I possess extensive engineering experience across both Machine Learning Systems (MLSys) and Large Language Model Algorithms. My goal is to advance next-generation AGI systems in order to create larger and better models. I am deeply passionate about the latest technologies and actively contribute to the open-source community as a core contributor to several popular open-source AI projects.
As one of the earliest members of the Seed Team, I focused on AI infrastructure and large-scale training systems for LLMs and multimodal foundation models across pre-training and post-training. Starting from the first-generation Seed models, I supported large-scale training on 10,000-GPU clusters. I led a small team to build VeOmni, an open-source multimodal training system, and supported training at the scale of thousands of GPUs. I was deeply involved in the R&D of the core Seed 1.5 to Seed 2.0 model families, including reasoning and multimodal models, as well as the UI-TARS series of GUI agent models.

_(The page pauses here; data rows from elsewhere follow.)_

PR #1134, opened 2017-01-13
Stop add_to_collection from removing works from other users' collecti…

hackmastera:
…ons fixes projecthydra/sufia#3011

port forward b812826280988be98196e473047e72d55813003e

### DIFF
--- a/app/actors/curation_concerns/actors/add_to_collection_actor.rb
+++ b/app/actors/curation_concerns/actors/add_to_collection_actor.rb
@@ -22,8 +22,11 @@ module CurationConcerns
           # remove from old collections
           (curation_concern.in_collection_ids - new_collection_ids).each do |old_id|
             collection = ::Collection.find(old_id)
-            collection.members.delete(curation_concern)
-            collection.save
+            # don't remove from collections current user doesn't have edit permissions for
+            if collection.edit_users.include? user.email
+              collection.members.delete(curation_concern)
+              collection.save
+            end
           end
 
           # add to new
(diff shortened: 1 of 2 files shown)


app/actors/curation_concerns/actors/add_to_collection_actor.rb
```diff
@@ -22,8 +22,11 @@ def add_to_collections(new_collection_ids)
           # remove from old collections
           (curation_concern.in_collection_ids - new_collection_ids).each do |old_id|
             collection = ::Collection.find(old_id)
-            collection.members.delete(curation_concern)
-            collection.save
+            # don't remove from collections current user doesn't have edit permissions for
+            if collection.edit_users.include? user.email
```
atz: Same question as https://github.com/projecthydra/curation_concerns/pull/1132/files#r95906550

Wouldn't you need a way for admins to delete also?

hackmastera: That seems like it would be useful. Are admins not automatically able to edit any collection? I'm not sure exactly how that gets set up.

hackmastera: my instinct is to say that is outside the scope of this PR. Before this PR, works were being deleted from collections as a side-effect of another user saving the work. This fixes that behavior. If certain users need fine-grained deletion abilities, I propose that should be dealt with at another time.

atz: OK, that seems reasonable.

jcoyne: Instead of using `email` use `user_key`, becuase some institutions (PSU) use `username` as the surrogate key instead of email. the `user_key` method encapsulates this variablity.

mjgiarlo: Was this PR merged before the email/user_key change was made? @hackmastera would you mind putting in a quick follow-up PR?

PR #1135, opened 2017-01-13
Stop add_as_member_of_collections_actor from removing works from othe…

hackmastera:
…r users' collections fixes projecthydra/sufia#3011

Also adds back some tests for this actor.

### DIFF
--- a/app/actors/curation_concerns/actors/add_as_member_of_collections_actor.rb
+++ b/app/actors/curation_concerns/actors/add_as_member_of_collections_actor.rb
@@ -16,7 +16,10 @@ module CurationConcerns
         # Maps from collection ids to collection objects
         def add_to_collections(collection_ids)
           return true unless collection_ids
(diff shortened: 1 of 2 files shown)


app/actors/curation_concerns/actors/add_as_member_of_collections_actor.rb
```diff
@@ -16,7 +16,10 @@ def update(attributes)
         # Maps from collection ids to collection objects
         def add_to_collections(collection_ids)
           return true unless collection_ids
+          # grab/save collections this user has no edit access to
+          other_collections = curation_concern.member_of_collections.select { |coll| !coll.edit_users.include?(user.email) }
```
jcoyne: instead of `email` can you use `user_key`? Otherwise this will break institutions like PSU who use `username` as the primary key.

mjgiarlo:
@jcoyne re-review?

PR #1137, opened 2017-01-17
Fix work presenter's solr query to get all file set ids, fixes #1136

### LINKED ISSUE #1136: SystemStackError in work_show_presenter
looks like this: 
```
SystemStackError (stack level too deep):
  app/views/curation_concerns/base/show.html.erb:16:in `_app_views_curation_concerns_base_show_html_erb___3900729328614262446_70171586185720'
```

Turns out solr is only returning 10 file sets so if your representative_id is not one of  those 10 the presenter thinks it's not a file set and keeps trying to drill down to get the file set.

patch forthcoming

hackmastera:

### DIFF
--- a/spec/presenters/curation_concerns/work_show_presenter_spec.rb
+++ b/spec/presenters/curation_concerns/work_show_presenter_spec.rb
@@ -81,6 +81,16 @@ describe CurationConcerns::WorkShowPresenter do
       expect(presenter.file_set_presenters.map(&:id)).to eq obj.ordered_member_ids
     end
 
+    context "solr query" do
+      before do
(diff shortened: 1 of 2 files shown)


spec/presenters/curation_concerns/work_show_presenter_spec.rb
```diff
@@ -93,6 +93,20 @@
       end
     end
 
+    context "when there are >10 file sets" do
+      before do
+        12.times do
+          fs = create(:file_set)
```
hackmastera: Sure, that would reduce the scope of the test and assume the indexing piece is tested sufficiently elsewhere.

PR #1141, opened 2017-02-01
Show a default image for files when user doesn't have read access

hortongn:
Fixes https://github.com/projecthydra/sufia/issues/2394

Shows a default.png instead of broken images when a user has read access to a work, but not the file(s).


app/controllers/concerns/curation_concerns/download_behavior.rb
```diff
@@ -40,6 +40,12 @@ def derivative_download_options
       # that files are in a LDP basic container, and thus, included in the asset's uri.
       def authorize_download!
         authorize! :read, params[asset_param_key]
+      rescue CanCan::AccessDenied
+        redirect_to default_image
+      end
+
+      def default_image
+        ActionController::Base.helpers.image_path 'default.png'
```
jcoyne: As this is a controller, can you just use `image_path 'default.png'`?

hortongn: @jcoyne I initially tried that but got `*** NoMethodError Exception: undefined method 'image_path' for #<DownloadsController:0x0000000a898ac8>`

PR #1149, opened 2017-02-09
Better error message for an etag conflict

jcoyne:


hackmastera:
@jcoyne Oh I think we need one last period at the end.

Worked on LLM post-training and agent research, with projects directly leading to publications on process reward modeling, SFT data selection, and data-analysis agents.
Joined as Employee #15 and worked on large-model systems and open-source products from Seed to Series A.
Participated in the development of SenseTime's early Megatron-style large-model training framework.
Contributed to MindSpore and MindSpore Lite on device-side GPU inference and runtime infrastructure.